Instructions for the task>
Set down, please, exactly the lines below that run from the line with "PR #553, opened 2019-10-25" to the line with "This adds snippets", both lines included.

Input records>
▼

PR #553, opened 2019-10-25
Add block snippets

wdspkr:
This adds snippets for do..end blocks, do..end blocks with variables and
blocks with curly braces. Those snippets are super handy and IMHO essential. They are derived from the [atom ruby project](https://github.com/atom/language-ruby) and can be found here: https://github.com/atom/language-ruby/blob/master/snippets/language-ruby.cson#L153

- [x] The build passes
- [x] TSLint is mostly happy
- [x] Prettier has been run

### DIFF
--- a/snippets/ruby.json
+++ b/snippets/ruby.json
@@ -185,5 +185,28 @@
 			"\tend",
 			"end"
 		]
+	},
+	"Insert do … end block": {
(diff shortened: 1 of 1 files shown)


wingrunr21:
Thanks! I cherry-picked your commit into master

▲
▼

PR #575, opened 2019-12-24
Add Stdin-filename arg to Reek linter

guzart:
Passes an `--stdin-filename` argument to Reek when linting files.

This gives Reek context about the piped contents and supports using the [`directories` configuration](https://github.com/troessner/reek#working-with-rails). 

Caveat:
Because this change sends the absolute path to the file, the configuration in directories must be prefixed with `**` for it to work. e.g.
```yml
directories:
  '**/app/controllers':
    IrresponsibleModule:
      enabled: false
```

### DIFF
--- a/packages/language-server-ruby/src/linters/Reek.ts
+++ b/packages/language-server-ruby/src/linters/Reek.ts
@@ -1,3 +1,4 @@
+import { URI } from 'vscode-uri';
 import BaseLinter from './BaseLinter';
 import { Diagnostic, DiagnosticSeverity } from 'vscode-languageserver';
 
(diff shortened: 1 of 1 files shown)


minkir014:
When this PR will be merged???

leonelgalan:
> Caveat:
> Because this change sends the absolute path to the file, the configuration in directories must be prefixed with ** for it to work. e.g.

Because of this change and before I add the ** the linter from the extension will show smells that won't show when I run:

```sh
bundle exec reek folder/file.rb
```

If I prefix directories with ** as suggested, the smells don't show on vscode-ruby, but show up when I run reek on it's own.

▲

Exercise answer>
PR #553, opened 2019-10-25
Add block snippets

wdspkr:
This adds snippets for do..end blocks, do..end blocks with variables and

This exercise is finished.